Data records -
*** Begin section ***

PR #330, opened 2018-09-12
Fix test_scatter_error. 

davidwagner:
**Changes proposed:**
test_scatter_error() looks like a bogus test to me.  I'm not sure how this test ever worked.  One of the example tables *does* have a column called `letter`, so it shouldn't raise a ValueError.  Correct the test so it will fail properly.

### DIFF
--- a/tests/test_tables.py
+++ b/tests/test_tables.py
@@ -1261,7 +1261,7 @@ def test_scatter_error(table):
     non-numerical values."""
 
     with pytest.raises(ValueError):
-        table.scatter('letter')
+        table.scatter('nonexistentlabel')
 
 def test_df_roundtrip(table):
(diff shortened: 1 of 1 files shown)


rameshvs:
I thought `scatter` is supposed to raise a `ValueError` because the `letter` column is non-numeric (based on "ValueError -- Every column, ``column_for_x`` or ``select``, must be numerical." in the docstring). 

That being said, it doesn't actually seem to do that, and I don't see any additional checks inside of `scatter`. `_visualize` only checks the y columns, so this seems to slip through the cracks.

papajohn:
Once upon a time, I think the scatter method probably checked for numeric values. Disabling it in this way seems fine for now.

PR #336, opened 2018-10-03
Add dependencies to requirements.txt

### LINKED ISSUE #335: Datascience doesn't declare its dependencies
I think that Datascience needs the following packages to import correctly:

* matplotlib
* pandas
* scipy
* ipython

These aren't declared in `setup.py` or similar, I think.  At least, they do not get installed with `pip install datascience`.  Worth adding?

davidwagner:
[ ] Wrote test for feature

**Changes proposed:**
Fixes #335 by adding dependencies

### DIFF
--- a/requirements.txt
+++ b/requirements.txt
@@ -1,3 +1,7 @@
 folium==0.2.1
 sphinx
 setuptools
+matplotlib
+pandas
+scipy
+ipython


ryanlovett:
Would it be possible to annotate the requirements with specific (==), minimum (>), and/or maximum (<) version strings? Sometimes other packages will want to pull in newer versions of these dependencies and it'd help to know whether datascience is compatible.

rameshvs:
I think I saw a previous PR / comment that discouraged adding these to `requirements.txt` since the recommended installation method is through anaconda (which provides all these packages anyway).

davidwagner:
@rameshvs , do you happen to remember where you saw that?  I have the impression that the datascience library is used outside of Data 8, so I'm not sure whether we want to assume it will be installed through conda.  That said, this is not something I feel strongly about it.

deculler:
It is extremely important that it be straight forward to use outside data8,
because otherwise it becomes both a stumbling block to adoption.of the
pedagogy and something that has to be defended.  "Why are you teaching
Pandas?".

davidwagner:
John suggests we should not list all dependencies in requirements.txt: see https://github.com/data-8/datascience/pull/301#issuecomment-380928606.

Issue #314, opened 2018-04-23
append_column does not return the table


papajohn:
The `append_column` method should return the table for method chaining, but it doesn't.

adnanhemani:
Closed as per #344

PR #344, opened 2019-02-01
Fixed append_columns() function

nnj1:
This function, according to the docs, modifies the table in place but also returns a handle to the table for further chaining. This behavior did not work as expected because someone probably forgot to return self.

[ ] Wrote test for feature

**Changes proposed:**
<description of the PR>

### DIFF
--- a/datascience/tables.py
+++ b/datascience/tables.py
@@ -489,6 +489,7 @@ class Table(collections.abc.MutableMapping):
             self._num_rows = len(values)
 
         self._columns[label] = values
+        return self
 
     def relabel(self, column_label, new_label):
         """Changes the label(s) of column(s) specified by ``column_label`` to


davidwagner:
I suspect you mean that it fixes append_column (not append_columns).  This should fix #314.

davidwagner:
Check the examples in the docstring -- I suspect the output will now be different from what's listed in the docstring for append_column (namely, `table.append_column(...)` will now show the modified table after that cell; and then there will be no need to view the modified table in the next cell using `table`).  We should update the docstring to match the actual behavior of the code.

davidwagner:
Thanks much for your submission!  We've made changes based on your pull request (see PR #358).  I appreciate your help with this library.

PR #345, opened 2019-02-23
fixed bug

adnanhemani:
[* ] Wrote test for feature

**Changes proposed:**
There is a bug where if you join tables together where if the second table already has a duplicated column (perhaps from a previous join), you will get the wrong values (and also not enough columns) in your join. A Jupyter notebook with corresponding CSVs is attached showing this problem - notice how there are fewer columns in the first join (and the values of that column are wholly incorrect).

I've made a quick workaround making it so that we generate new labels if such a problem is detected while joining.


adnanhemani:
@papajohn maybe you'd be a good reviewer for this?

adnanhemani:
Sorry, here are the files mentioned.
[broken_join.tar.gz](https://github.com/data-8/datascience/files/2896443/broken_join.tar.gz)

davidwagner:
Alas, this went over my head.  The example in the notebook was too complicated for me to follow, and I don't feel confident in my ability to understand the changed code.  (I'm not even familiar with the basics of how duplicated columns can arise, let alone what should happen when joining a table containing them or what the semantics ought to be.)   So, I can't provide any useful review.  Perhaps we can find someone else to review this.

davidwagner:
Is it possible to add a simple test case that takes two tables (the simplest possible to trigger this behavior), joins them, and asserts what the result should be?  (By converting the table to a string and asserting equality to the desired output.)

adnanhemani:
Here's a simpler Jupyter notebook with the issue demonstrated. I'll be making minor changes to the PR code as per this.
[broken_join_simplified.ipynb.zip](https://github.com/data-8/datascience/files/3292966/broken_join_simplified.ipynb.zip)

davidwagner:
Cool, that helped me understand, and now this is looking good.

Might you be willing to write a second function with a test case that executes In[2]-In[4] and then checks the result, in addition to the test you already have?  In other words, it creates tables `scrabble` and `scrabble_2` and then executes `scrabble.join("letter", scrabble_2)` and uses `assert_equal()` to check that the result is equal to the correct value for that table?  That would give us a separate, very simple test case that is violated by the current semantics but is satisfied by the corrected code, might make it easier to figure out what's going wrong if we ever have a regression, and documents the intended behavior cleanly.  The current `test_join_with_column_already_duplicated` function is a more powerful test, but it's also harder to understand because there are a lot of moving parts.

adnanhemani:
I've added the test, I agree with the suggestion! Let me know if this is what you were imagining.

davidwagner:
Perfect!  Thank you!

Issue #352, opened 2019-06-03
pandas upgrade causes read_table warnings


ktakimoto:
<code>read_table</code> now causes pink warning boxes in notebooks since <code>pd.read_table</code> has been deprecated in favor of <code>pd.read_csv</code>

adnanhemani:
I've done some reading on the Pandas GH, it seems like the read_table method will now be getting [un-deprecated in v0.25.0](https://github.com/pandas-dev/pandas/issues/25220) (release scheduled for 07/01/19). As such, I'd recommend to not make any changes and simply upgrade to the latest version of Pandas when it is released. AFAIK, datahub is running Pandas v0.23.4, so the deprecation warning should not show up there at all.

davidwagner:
Have the pandas folks documented that decision anywhere?  I don't see any decision in that link to the issue over on Pandas to undeprecate read_table.

deculler:
Perhaps we should weigh in on the side of maintain read_table with its
broader notion than csv to help move this to close. ( If read_csv does more
than what it says, so be it.)  A rather discouraging dialog and no clear
conclusion.  Is there a way to suppress the warning while they go back and
forth on this?

adnanhemani:
@davidwagner Yes, if you go to the bottom of the issue that I linked to above, the Pandas folks have added the issue to the v0.25.0 release and the last comment says something similar.

@deculler as far as I know (and based off the testing I’ve done) there is no warning in Datahub at this time (since the version of pandas installed on that server is a couple versions old). Are you seeing this on there or locally?

deculler:
There was datahub warnings during the pedagogy bootcamp last week, but may
been resolved by rollback.  Our dependence is so light that we can
certainly wait this one out and see what they do.

davidwagner:
I'm inclined to think we should change read_table to read_csv in the datascience library.  I don't see any downside, as it seems to have the same functionality and is just a different name for the code; and it makes datascience work more cleanly with all versions of pandas, so it takes this issue off the table.

adnanhemani:
I'm mainly scared of an API change on this function since it's so vital to this library and I don't understand the edge cases well enough - I have a feeling any change will affect the edge cases (non csv files that are currently supported). But I can work on a patch if everyone else thinks it might be best to switch over.

deculler:
I think it is unlikely that pandas folks will remove non-csv functionality
from read_csv.  Too much already relies on that.  Certainly they won't
[...]

PR #353, opened 2019-06-07
Update read_table to pandas 0.42 read_csv

deculler:
[ X] Wrote test for feature

**Changes proposed:**
Updates read_table function to use pandas.read_csv rather than pandas.read_table, which was deprecated 0.24

### DIFF
--- a/datascience/tables.py
+++ b/datascience/tables.py
@@ -129,7 +129,7 @@ class Table(collections.abc.MutableMapping):
                 vargs['sep'] = ','
         except AttributeError:
             pass
-        df = pandas.read_table(filepath_or_buffer, *args, **vargs)
+        df = pandas.read_csv(filepath_or_buffer, *args, **vargs)
         return cls.from_df(df)
 
     def _with_columns(self, columns):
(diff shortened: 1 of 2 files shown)


adnanhemani:
As I listed in #352 in more detail, I think it would be okay to not make this change (I would actually recommend against for readability purposes only) - it shouldn't affect our deployment on datahub and this deprecation looks like it'll be reversed in the next version of Pandas. If we still want to make this change, I think it should still be okay, though.

adnanhemani:
Related to this, perhaps, we should lock down a fixed Pandas version number in our requirements.txt? I'm noticing that Pandas isn't even listed as a dependency that we rely on in our requirements.txt file - but as our library relies on it to import tables, we probably should have it listed.

davidwagner:
@adnanhemani,  John says he doesn't want to list list pandas in the requirements.txt for datascience, as it causes surprising results when newcomers install datascience via pip.  We could list a version in the datahub config but maybe it's not needed.

deculler:
The CVS reader and to/from dataframes is the full extent of the pandas
dependence.  This has protected us a lot from the many changes there.  We
could probably afford to special case the version in the code till it is
reversed, since it is only the one point. The warning is really distracting
to students and looks bad.  The other question is whether the python csv
reader has caught up.  Each used to fail on various different valid csv
files, but pandas was a little more robust.

davidwagner:
I've merged #362, which is based on this, so this is now part of the library.  Thanks for the changes!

*** End section ***

WORK ITEM - For every line of the entries above that holds "reader", add one to a tally, and report only the final count.

RESPONSE BELOW - 2